Last week I spent a lot of time running from one VC conference to another to get a handle on the state of the market for early-stage deals–especially for deals in the New York City area.
The news was decidedly mixed. While fewer VC deals are getting done nationwide, the local market seems to be holding up–at least for now. Last week, Crain’s New York Business reported that New York area technology firms continued to attract venture capital in the first quarter, bucking the national decline. Sixty-six area companies received $526 million in venture funding during the quarter, according to a report released by PricewaterhouseCoopers and the National Venture Capital Association. Funding was up 12 percent from the previous quarter and 35 percent from the same quarter a year ago. While most of the money went to expansion-stage companies ($200 million) and later-stage ventures ($171 million), early-stage ventures landed $121 million, unchanged from the previous period.
Still, the froth seems to have come off pre-money valuations (the price at which companies are valued before the VCs put their money in), peaking in the third quarter of 2007 and slumping in Q4, according to Dow Jones VentureSource and Thomson Financial. Venture-backed liquidity events (that’s VC talk for mergers and IPOs) are also way down this year.
The reason? VCs are trying to get into deals at lower valuations in order to cover their downside if the market slides further and to maximize their upside when the market rebounds. And while every VC would love to back the next MySpace or Facebook, traditional metrics such as ROI and cash flow have reappeared on VCs’ checklists.
So what’s an early-stage company to do? Here’s the scoop according to Ryan Ziegler, investment manager at Edison Venture Group, a New Jersey-based investor in mid-Atlantic information technology companies. Speaking at K&L Gates’ Innovation 2 Exit conference in Newark last Thursday, Ziegler said the key is to be prepared for what the VC is going to ask you and to understand the process that VCs go through in picking their portfolio companies.
Here are some of his pointers:
1. Present your executive summary in no more than a couple of pages. What’s the business problem and how does your company plan to solve it? Present a case study of a specific client implementation, if possible.
2. Map your business plan to the VC’s strategy. Align your plan with an investment thesis the VC believes in. Be flexible and open to the VC’s suggestions.
3. Make the first meeting count. Deliver a concise and compelling presentation (roughly six to 10 slides) in 30 minutes or less. Show the VC that your model is scalable–in other words, that you can grow the business to $30 million-plus in sales and give the investors a fivefold to tenfold return on their money.
4. Keep the dialogue going. Just because one of the VC firm’s partners likes your deal, don’t assume that the rest of the firm is sold on it. Even if you don’t make the cut the first time around, keep the firm updated on your company’s progress. Once you gain traction, the VC may come back to the table.
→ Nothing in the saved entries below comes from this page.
PR #3907, opened 2023-08-19
[C-2972] Fix feed, trending track-page seo

dylanjeffers:
### Description

Fixes seo for feed, trending, track-page, and any page with track tiles on desktop and mobile

### TODO
We should probably not hide the anchor tags for desktop track tiles, mobile correctly renders them behind a skeleton

### DIFF
--- a/packages/web/src/components/track/GiantTrackTile.tsx
+++ b/packages/web/src/components/track/GiantTrackTile.tsx
@@ -34,6 +34,7 @@ import { ReactComponent as IconRobot } from 'assets/img/robot.svg'
 import { ArtistPopover } from 'components/artist/ArtistPopover'
 import DownloadButtons from 'components/download-buttons/DownloadButtons'
 import { EntityActionButton } from 'components/entity-page/EntityActionButton'
+import { Link } from 'components/link'
 import LoadingSpinner from 'components/loading-spinner/LoadingSpinner'
 import Menu from 'components/menu/Menu'
 import RepostFavoritesStats from 'components/repost-favorites-stats/RepostFavoritesStats'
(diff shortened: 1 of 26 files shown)


packages/web/src/components/track/GiantTrackTile.tsx
```diff
@@ -523,16 +524,23 @@ export const GiantTrackTile = ({
             </div>
             <div className={styles.artistWrapper}>
               <div className={cn(fadeIn)}>
-                <span>By</span>
+                <span>By </span>
```
raymondjacobson, line 527: why was this space necessary? is it possible this will cause other hover issues, etc? probably fine but worth thinking about a little which maybe you have

packages/web/src/components/track/mobile/ConnectedPlaylistTile.tsx
```diff
@@ -167,14 +166,6 @@ const ConnectedPlaylistTile = ({
     [goToRoute, getRoute]
   )
 
-  const goToArtistPage = useCallback(
-    (e: MouseEvent<HTMLElement>) => {
-      e.stopPropagation()
```
raymondjacobson, line 172: ok to lose stop propagating?

packages/web/src/components/track/desktop/ConnectedTrackTile.module.css
```diff
@@ -48,35 +48,8 @@
...
-  color: inherit;
-  text-decoration: inherit;
-}
-
-.userName {
-  display: inline-flex;
-  font-weight: var(--font-medium);
-  align-items: center;
-  /**
-   * Some webkit browsers (safari) have some trouble rendering this specific
```
raymondjacobson, line 63: i imagine losing this ok, but we check safari just in case?

raymondjacobson (approved):
Absolutely heroic

audius-infra:
Preview this change https://demo.audius.co/dj-c-2972-feed-trending-track-page

packages/web/src/components/track/mobile/ConnectedPlaylistTile.tsx
dylanjeffers: yes cause the Link component stops prop by default, confirmed clicking the links didnt start playing a track

packages/web/src/components/track/GiantTrackTile.tsx
dylanjeffers: there was a paddingLeft on the link to simulate a space, so removed that and added space here :)

packages/web/src/components/track/desktop/ConnectedTrackTile.module.css
dylanjeffers: just confirmed we chillin, good call

PR #3908, opened 2023-08-19
[PAY-1706] Merge modalsWithState with modals in common store

rickyrombo:
### Description

- Unify the store structure for modal states
- Move modal store stuff (at least the ones using `createModal`) to be nested inside the `modals` folder
- Make the modals slice default to objects instead of just a simple `boolean | 'closing'` and update usages

### Dragons

### How Has This Been Tested?

Tested both kinds of modals still function as expected

### Feature Flags ###


audius-infra:
Preview this change https://demo.audius.co/mjp-modals-slice

packages/common/src/store/ui/modals/reducers.ts
```diff
@@ -0,0 +1,37 @@
...
+import { BaseModalState } from './createModal'
+import { inboxUnavailableModalReducer } from './inbox-unavailable-modal'
+import { leavingAudiusModalReducer } from './leaving-audius-modal'
+import parentReducer, { initialState } from './parentSlice'
+import { Modals, ModalsState } from './types'
+
+/**
+ * Create a bunch of reducers that do nothing, so that the state is maintained and not lost through the child reducers
+ */
+const noOpReducers = Object.keys(initialState).reduce((prev, curr) => {
```
schottra, line 13: I _think_ I understand why this is needed, but it seems a little messy? Is this something that goes away if/when all the modals move to the new strategy?

packages/common/src/store/ui/modals/reducers.ts
```diff
@@ -0,0 +1,37 @@
...
+  CreateChatModal: createChatModalReducer,
+  InboxUnavailableModal: inboxUnavailableModalReducer,
+  LeavingAudiusModal: leavingAudiusModalReducer
+})
+
+/**
+ * Return a reducer that processes child slices, then parent slice.
+ * This maintains backwards compatibility between modals created without createModal
+ */
+export const rootModalReducer = (state: ModalsState, action: Action) => {
```
schottra, line 34: love it

schottra (approved):
Nice work!

packages/common/src/store/ui/modals/reducers.ts
rickyrombo: It's not my favorite either. But yeah it's basically stubbing out "child" slice reducers as no-op passthroughs, although somewhat hackily using the initial state to determine what keys to create values for. If we had child slices for each modal, this could go away, but I don't see that happening. One other method would be to explicitly make these reducers rather than using the loop - not sure if that helps it feel less messy or more though

PR #3910, opened 2023-08-21
[C-2911] Update new select page of the upload flow

Kyle-Shanks:
### Description
Updated the components and styles for the new select page of the upload flow

### Dragons

N/A

### How Has This Been Tested?

Manually tested

N/A

### Feature Flags ###

N/A


packages/web/src/components/upload/TrackPreview.module.css
```diff
@@ -58,19 +59,77 @@
...
+
 .remove:hover g path {
   fill: var(--neutral-light-4);
 }
+
 .remove:active {
   transform: scale(0.95);
 }
+
+.trackPreviewNew {
```
dylanjeffers, line 83: would we want to split up the css files too?

packages/web/src/components/upload/TrackPreviewNew.tsx
```diff
@@ -0,0 +1,83 @@
...
+  const {
+    displayIndex = false,
+    index,
+    fileType = 'audio/mp3',
+    trackTitle = 'Untitled',
+    fileSize,
+    onRemove
+  } = props
+
+  const imgSrc = useMemo(() => fileTypeIcon(fileType), [fileType])
```
dylanjeffers, line 53: since this is a simple if/else branch function, its more performant to just let the computation happen. Typically only when the computation itself is expensive, or what's being returned is not a primitive value, like an array or object, is useMemo necessary

dylanjeffers: can we also name this better, like fileTypeSrc? also we can probably just put this inline in the img component, too

packages/web/src/pages/upload-page/components/TracksPreview.module.css
```diff
@@ -59,3 +59,42 @@
 .tabSlider {
   margin-bottom: 15px;
 }
+
+.containerNew {
```
dylanjeffers, line 63: same here, but whatever you think is easiest to reason about, whether these are in a new file so its easy to remove the old code eventually.

packages/web/src/pages/upload-page/components/TracksPreviewNew.tsx
```diff
@@ -0,0 +1,105 @@
...
+        className={cn(styles.tracksContainerNew, {
+          [styles.shortScroll]:
+            props.uploadType !== UploadType.INDIVIDUAL_TRACKS
+        })}
+      >
+        {tracks.map((track, i) => (
+          <TrackPreviewNew
+            index={i}
+            displayIndex={tracks.length > 1}
+            key={track.metadata.title + i}
```
dylanjeffers, line 81: is there a way to set the key without needing the index?

packages/web/src/pages/upload-page/components/TracksPreviewNew.tsx
```diff
@@ -0,0 +1,105 @@
...
+            fileType={track.file.type}
+            fileSize={track.file.size}
+            onRemove={() => onRemove(i)}
+          />
+        ))}
+      </Scrollbar>
+      <div className={cn(styles.infoContainerNew, styles.footerContainerNew)}>
+        <Text size='small'>
+          {tracks.length === 1
+            ? `${tracks.length} Track Added`
```
dylanjeffers, line 92: messages obj for "track/s added"?

packages/web/src/pages/upload-page/components/TracksPreviewNew.tsx
```diff
@@ -0,0 +1,105 @@
...
+            : `${tracks.length} Tracks Added`}
+        </Text>
+        <HarmonyButton
+          variant={HarmonyButtonType.PRIMARY}
+          text={messages.continue}
+          name='continue'
```
dylanjeffers, line 98: do we need a name?

dylanjeffers (approved):
really clean and nice dude

packages/web/src/pages/upload-page/components/TracksPreview.module.css
Kyle-Shanks: yea i've been updating things with the thought that we would remove old stuff later

packages/web/src/pages/upload-page/components/TracksPreviewNew.tsx
Kyle-Shanks: we don't have a track id yet and this is how we were doing it before so i figure this should work

packages/web/src/pages/upload-page/components/TracksPreviewNew.tsx
Kyle-Shanks: i didn't think so, but it was on the old button so I didn't want to remove anything just in case

audius-infra:
Preview this change https://demo.audius.co/kj-Update-new-select-page

PR #3916, opened 2023-08-21
[PAY-1741] Add routes for transactional pages

schottra:
### Description
Just adding routes for now, will be used in follow-up PRs

### Dragons
None, these routes are currently not handled in the router.

### How Has This Been Tested?
Locally verified, 404s as expected

N/A

### Feature Flags ###
N/A

### DIFF
--- a/packages/web/src/utils/route.ts
+++ b/packages/web/src/utils/route.ts
@@ -73,6 +73,9 @@ export const CHECK_PAGE = '/check'
 export const DEACTIVATE_PAGE = '/deactivate'
 export const CHATS_PAGE = '/messages'
 export const CHAT_PAGE = '/messages/:id?'
+export const PURCHASES_PAGE = '/purchases'
+export const SALES_PAGE = '/sales'
+export const WITHDRAWALS_PAGE = '/withdrawals'
 
 // Param routes.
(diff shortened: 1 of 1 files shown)


dharit-tan (approved):

raymondjacobson (approved):
nice. there should also be a spot where we prevent handles from being signed up with. lmk if you need a hand finding the code pointer

schottra:
> nice. there should also be a spot where we prevent handles from being signed up with. lmk if you need a hand finding the code pointer

@raymondjacobson Yep, we use the `orderedRoutes` list as part of the larger [`restrictedRoutes` list](https://github.com/AudiusProject/audius-client/blob/b0c2e4adf4530d09157da8db8ca6c72bd07a993a/packages/web/src/utils/restrictedHandles.js#L6), which is used to[ validate handles at signup ](https://github.com/AudiusProject/audius-client/blob/1277a41e698cc23a47cc095b44668c6ee0db5898/packages/web/src/common/store/pages/signon/sagas.js#L187-L188).

So this should already be...handled.

audius-infra:
Preview this change https://demo.audius.co/pay-1715-reserved-routes

rickyrombo (approved):

PR #1369, opened 2020-02-25
fix: pagination round item for single page for pagination component

blakmetall:
fix: pagination round item for single page for pagination component

- new helper to retrieve proper Border Radius according to pages length

@nexxtway/react-rainbow


src/components/Pagination/styled/pageButton.js
```diff
@@ -16,7 +17,7 @@ const StyledPageButton = styled.li`
 
     :nth-last-child(2) > button {
         margin-right: ${MARGIN_X_SMALL};
-        border-radius: 0 100px 100px 0;
+        border-radius: ${props => getBorderRadius(props.pages)};
```
LeandroTorresSicilia: There should be an approach that use only CSS, if not possible we can simply use:
```
function getBorderRadius() {
    if (pages === 1) {
        return '100px';
    }
    return '0 100px 100px 0';
}
 ```

blakmetall:
CSS selector - **:only-of-type**

Can't be used due to current markup; the pagination elements currently are inside a loop being called in another component,

resulting:

li > left arrow

li > pagination buttons component here

li > right arrow

-----

In order to be able to use :only-of-type selector we should apply to a parent component, which might result in css decoupling

PR #1370, opened 2020-02-25
style: add height and line height to rating component

blakmetall:
styles: add height and line height to rating component

--
* added line height to fieldset container; their childs will inherit those values

@nexxtway/react-rainbow


src/components/Rating/styled/fieldset.js
```diff
@@ -1,6 +1,7 @@
 import styled from 'styled-components';
 
 const StyledFieldset = styled.fieldset`
+    line-height: 1.5em;
```
LeandroTorresSicilia: I think we should use rem because it will have a more deterministic value since em will take the font size of the nearest parent it is more likely to change

Issue #1321, opened 2020-02-09
fix: the info header on experience example


TahimiLeonBravo:
### Requirements
- [ ] Change the badges by bold texts
https://zpl.io/adGORO7
- [ ] make the header texts custom with the theme
https://zpl.io/VQ7ry4k

TahimiLeonBravo:
<img width="1254" alt="Screen Shot 2020-02-08 at 9 03 20 PM" src="https://user-images.githubusercontent.com/32083556/74095453-bc303280-4ab6-11ea-821f-c825bb84f78d.png">

PR #1374, opened 2020-02-26
fix: info header on experience example

rolandin:
fix: #1321

* styles: changed styles on styled components

* fix: added needed key-value pairs to theme objects

* fix: StyledTitle and StyledBadge now take theme as prop

@nexxtway/react-rainbow

### DIFF
--- a/library/styleguideComponents/Wrapper/index.js
+++ b/library/styleguideComponents/Wrapper/index.js
@@ -35,6 +35,8 @@ const orangeTheme = {
             brand: '#f8752d',
             success: '#00a042',
             error: '#e53935',
+            header: 'rgb(248,117,45)',
+            badge: '#061c3f',
         },
     },
 };
@@ -44,6 +46,8 @@ const deepPurpleTheme = {
         palette: {
             brand: '#6860db',
             mainBackground: '#f2f2f2',
+            header: 'rgb(104,96,219)',
+            badge: '#061c3f',
         },
     },
 };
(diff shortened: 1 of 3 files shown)


library/styleguideComponents/Wrapper/index.js
```diff
@@ -65,6 +71,8 @@ const cyanDarkTheme = {
             success: '#b9f6ca',
             error: '#ff5252',
             mainBackground: '#303030',
+            header: 'rgba(255, 255, 255, 0.64)',
+            badge: 'white',
```
LeandroTorresSicilia: we should not add values that do not belong to the theme API

library/styleguideComponents/Wrapper/styled.js
```diff
@@ -60,7 +60,15 @@ export const StyledContentText = styled.h2`
 `;
 
 export const StyledBadge = styled(Badge)`
```
LeandroTorresSicilia: what we want is remove the Badge here and instead use something like:
```
export const StyledBadge = styled.span`
    // styles here
`
```
and then you can clean up all these styles and then use only the bold font
Also if you look at this file `src/styles/defaultTheme.js`
you can see the internal structure of the theme and access from the styled component to values like
```props.palette.text.main``` that already set the right text colors based on the main background

library/styleguideComponents/Wrapper/index.js
rolandin: Got it, updating that now

Issue #1341, opened 2020-02-20
feat: add prop `readOnly` to `Rating` component


TahimiLeonBravo:
### Requirements
- [x] It should have the default cursor when hover
- [x] It should not fill the star when hover
- [x] It should render semi-star filled when functionaries values are passed
- [x] It should be tested

##### rating
- [ ] should not set the value of the star hovered to the state when readOnly is true
##### ratingItems
- [ ] should render half star at the right position when value is a float
- [ ] should not render any half star when value is an integer
##### star
- [ ] should not fire onChange event when readOnly is true
- [ ] should render half star when filled and half props are true

PR #1376, opened 2020-02-26
feat: add prop `readOnly` to `Rating` component

HellWolf93:
fix: #1341

- Add prop 'readOnly' to Rating component
- Add component StarHalf, which renders a semi filled star
- Change Star component to render a StarHalf when value is a float
- Add example in docs
- Add tests to the new features

##### rating
- [x] should not set the value of the star hovered to the state when readOnly is true
##### ratingItems
- [x] should render half star at the right position when value is a float
- [x] should not render any half star when value is an integer
##### star
- [x] should not fire onChange event when readOnly is true
- [x] should render half star when filled and half props are true
___


src/components/Rating/readme.md
```diff
@@ -84,6 +84,93 @@ class SimpleRating extends React.Component {
...
+
+    handleOnChange(event) {
+        console.log(' changed! ');
+        return this.setState({ value: event.target.value });
+    }
+
+    render() {
+        return <Rating value={this.state.value} onChange={this.handleOnChange} readOnly />;
+    }
+}
```
TahimiLeonBravo: Since this example is `readOnly` we don't need to use a state, use directly the `Rating` component inside the Card

src/components/Rating/index.d.ts
```diff
@@ -6,6 +6,7 @@ export interface RatingProps extends BaseProps {
     onChange?: (event: ChangeEvent<HTMLElement>) => void;
     name?: string;
     label?: ReactNode;
+    readonly?: boolean;
```
LeandroTorresSicilia: readOnly

src/components/Rating/index.js
```diff
@@ -69,6 +75,8 @@ Rating.propTypes = {
     className: PropTypes.string,
     /** An object with custom style applied for the outer element. */
     style: PropTypes.object,
+    /** Whether it is read only or not */
```
LeandroTorresSicilia: ` Specifies that the Rating is read-only. This value defaults to false.`

src/components/Rating/__test__/ratingItems.spec.js
```diff
@@ -10,10 +10,30 @@ describe('<RatingItems />', () => {
...
+            half: false,
+            readOnly: false,
         });
     });
     it('should render the right amount of Star components', () => {
         const component = mount(<RatingItems />);
         expect(component.children().length).toBe(5);
     });
+    it('should render half star at the right position when value is a float', () => {
+        const component = mount(<RatingItems value={'3.5'} />);
```
LeandroTorresSicilia: here you can use a string directly:
```value="3.5"```

File: src/components/Rating/ratingItems.js [hunk 5]
```diff
@@ -3,15 +3,24 @@ import PropTypes from 'prop-types';
...
-    const { onChange, value, name } = props;
+    const { onChange, value, name, readOnly } = props;
 
     return Array(5)
         .fill(0)
         .map((item, index) => {
             const key = `star-${index}`;
-            const filled = index < value;
+            const filled = index < Math.ceil(value);
+            const half = value < index + 1 && !Number.isInteger(Number(value));
```
LeandroTorresSicilia: let's use isHalf and isFilled to express the intention of a boolean (normally we prefix all boolean variables names with is, are, or has)

src/components/Rating/__test__/ratingItems.spec.js
```diff
@@ -10,10 +10,30 @@ describe('<RatingItems />', () => {
...
+        const star = component.childAt(3);
+        expect(star.find('StarHalf').exists()).toBe(true);
+    });
```
LeandroTorresSicilia: I think this test belongs to ```src/components/Rating/star.js``` component since it is who decides what icon render
the test should check that the StarHalf icon is rendered when the half prop is passed

src/components/Rating/__test__/ratingItems.spec.js
```diff
@@ -10,10 +10,30 @@ describe('<RatingItems />', () => {
...
+            .fill(0)
+            .forEach((item, index) => {
+                expect(
+                    component
+                        .childAt(index)
+                        .find('StarHalf')
+                        .exists(),
+                ).toBe(false);
+            });
+    });
```
LeandroTorresSicilia: same ^^

src/components/Rating/__test__/ratingItems.spec.js
```diff
@@ -10,10 +10,30 @@ describe('<RatingItems />', () => {
...
 });
```
LeandroTorresSicilia: here we need to add test cases for the filled and half values passed like:
- should pass the right filled when the value passed is float
- should set half to true when the value passed is not integer

src/components/Rating/readme.md
```diff
@@ -84,6 +84,65 @@ class SimpleRating extends React.Component {
...
+        <Card
+            style={cardStyles}
+            footer={
+                <div>
+                    <div className="rainbow-flex rainbow-flex_column rainbow-align_center rainbow-m-bottom_x-small">
+                        <StyledHeader className="rainbow-font-size-heading_medium">
+                            Rainbow Image
+                        </StyledHeader>
+                    </div>
+                    <Rating value={'2.45'} readOnly label="2.45 of 5" />
```
LeandroTorresSicilia: same ^^ ```pass value="2.45"```

src/components/Rating/star.js
```diff
@@ -39,7 +40,8 @@ export default class Star extends Component {
                     id={this.starId}
                     value={value}
                     name={name}
-                    onChange={onChange}
+                    onChange={!readOnly ? onChange : null}
```
LeandroTorresSicilia: let's move this logic to a function and then:
```onChange={this.handleChange}```

File: src/components/Rating/__test__/star.spec.js [hunk 11]
```diff
@@ -26,18 +26,29 @@ describe('<Star />', () => {
         component.find('input').simulate('change');
         expect(onChangeFn).toHaveBeenCalledTimes(1);
     });
-    it('should render the StarFill when the prop filled is true', () => {
-        const component = mount(<Star filled />);
+    it('should render the StarFill when the prop isFilled is true', () => {
+        const component = mount(<Star isFilled />);
         component.find('input').simulate('change');
```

5. Be realistic about valuation. When the VC finally offers you a term sheet and it’s time to talk turkey, show that you’re a reasonable person the VC can do business with. Don’t get hung up on simplistic valuation formulas or big-dollar deals.
And what does Edison itself look for in the deals it funds? Recurring revenue, high gross margins and a founder who believes that a little dilution today will lead to a far more valuable company in the future.